# We did it!



## Blueump (Aug 20, 2005)

Mission accomplished! I used the advice from here, the books and DVDs from Ray Eye and some chats and calls from Fred & Greg Abbas in my first ever turkey hunting season. My 8 year old grandson insisted that I (the mighty hunter) take him this spring although I had zero experience. Well, all the reading, scouting, studying and calling practice paid off! We had to scramble a bit in the blind when the initial shot was scrapped and we needed to go out another window. He was a trooper though and held everything together to make a perfect 35 yard shot! Whooooo Hooooo! We let it loose for sure in the woods when the bird dropped! I think we'll both be walking on cloud nine for the rest of the week!


----------



## flockshot (Feb 23, 2007)

that is awesome!!! great job!!!


----------



## Slim1213 (Jan 9, 2009)

Very cool. Congrats on an awesome hunt. 

Sent from my SCH-I535 using Ohub Campfire mobile app


----------



## tbarden11 (Mar 2, 2011)

Congrats! Great bird. Great memories.

Sent from my SCH-I535 using Ohub Campfire mobile app


----------



## brushbuster (Nov 9, 2009)

Awesome job to you both!! That turkey is darn near bigger than the young ladd!
His smile is awesome.

Sent from my SCH-S720C using Ohub Campfire mobile app


----------



## ericzerka24 (Aug 12, 2010)

That's awesome! He's hooked for life!


Posted using Outdoor Hub Campfire


----------



## zep02 (Mar 29, 2007)

What an amazing story! Memory of a lifetime right there for the both of you! Some of my best memories are hunting with my grandfather!! This just makes me smile from ear to ear! Thank you for sharing! Congratulations!!!

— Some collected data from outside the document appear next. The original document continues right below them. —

PR #7962, opened 2020-05-01
Clean a few things in the plugin manager

Myoldmopar:
Pull request overview
---------------------
Unit tests were failing when run serially because a function pointer was not reset to null.  Cleaned up a few other things along the way.

### DIFF
--- a/src/EnergyPlus/PluginManager.cc
+++ b/src/EnergyPlus/PluginManager.cc
@@ -724,9 +724,41 @@ namespace PluginManagement {
         globalVariableNames.clear();
         globalVariableValues.clear();
         plugins.clear();
-        pluginManager.reset(); // delete the current plugin manager instance, which was created in simulation manager, this clean up Python
         PluginManagement::fullyReady = false;
         PluginManagement::apiErrorFlag = false;
+        PluginManager * p = PluginManagement::pluginManager.release();
+        delete p;
+        wrapperDLLHandle = nullptr;
+        EP_Py_SetPath = nullptr;
+        EP_Py_GetVersion = nullptr;
+        EP_Py_DecodeLocale = nullptr;
+        EP_Py_InitializeEx = nullptr;
+        EP_PyRun_SimpleString = nullptr;
+        EP_Py_FinalizeEx = nullptr;
+        EP_PyErr_Fetch = nullptr;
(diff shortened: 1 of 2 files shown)


src/EnergyPlus/PluginManager.cc
```diff
@@ -724,9 +724,41 @@ namespace PluginManagement {
         globalVariableNames.clear();
         globalVariableValues.clear();
         plugins.clear();
-        pluginManager.reset(); // delete the current plugin manager instance, which was created in simulation manager, this clean up Python
         PluginManagement::fullyReady = false;
         PluginManagement::apiErrorFlag = false;
+        PluginManager * p = PluginManagement::pluginManager.release();
```
Myoldmopar, line 729: Release the unique pointer ownership and then call delete on the pointer itself.

src/EnergyPlus/PluginManager.cc
```diff
@@ -724,9 +724,41 @@ namespace PluginManagement {
...
+        delete p;
+        wrapperDLLHandle = nullptr;
```
Myoldmopar, line 731: Reset all the DLL and function pointers to null.

src/EnergyPlus/PluginManager.cc
```diff
@@ -929,11 +961,11 @@ namespace PluginManagement {
     PluginManager::~PluginManager()
     {
 #if LINK_WITH_PYTHON
-        //(*EP_Py_FinalizeEx)();
+        if (EP_Py_FinalizeEx) (*EP_Py_FinalizeEx)();
```
Myoldmopar, line 964: Only call these functions if the DLL has been opened.

src/EnergyPlus/PluginManager.hh
```diff
@@ -196,38 +196,6 @@ namespace PluginManagement {
     extern bool fullyReady;
     extern bool apiErrorFlag;
 
-    // lazy pointers into the Python DLL
```
Myoldmopar, line 199: These never needed to be extern-d in the header.

mjwitte (approved):
I don't pretend to understand all of the changes here, but it fixes the problem - all unit tests run locally. Not waiting for anymore CI reports.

Sent from my SCH-I535 using Ohub Campfire mobile app


----------



## Horseshoe (Oct 15, 2003)

Very cool indeed! Congrats.


----------



## field-n-feathers (Oct 20, 2008)

Congrats.


----------



## chemo13 (May 10, 2006)

Cool!


----------



## Mr. Botek (Mar 15, 2011)

Congratulations to you both! 

Sent from my SPH-L710 using Ohub Campfire mobile app


----------



## Ack (Oct 3, 2004)

Yep, he's hooked.......congratulations!


----------



## Sprytle (Jan 8, 2005)

Awesome!! Congrats to you both!! Very nice bird


----------



## jasonmeekhof (Jan 21, 2012)

Great job! 

Sent from my LG-E980 using Ohub Campfire mobile app


----------



## EdB (Feb 28, 2002)

Sounds like it was very exciting, congratulations to both of you!


----------



## Jager Pro (Nov 8, 2013)

Awesome, congrats! Hopefully I can follow with first year success of mine own. Good job.


----------



## BUCK/PIKE (Oct 24, 2011)

Thats awesome!!


----------



## KalamazooKid (Jun 20, 2005)

That's awesome!!!!:coolgleam


----------



## QDMAMAN (Dec 8, 2004)

Way to go!!!
I saw this pic on Avery's fb page.


----------



## bishs (Aug 30, 2000)

That is great, fantastic! Reminds me of my first gobbler. Spent winter months reading, practicing my diagrams, videos, everything I could get my hands on followed by scouting. Shot one the 1st morning 9:00 am Fairview, 1984. 
Congrats again!


----------



## F. Thompson (Jan 9, 2014)

Great job..you now have a hunting partner for life !!


----------



## multibeard (Mar 3, 2002)

Happy for you and your grandson. You and your grandson will never forget the experience.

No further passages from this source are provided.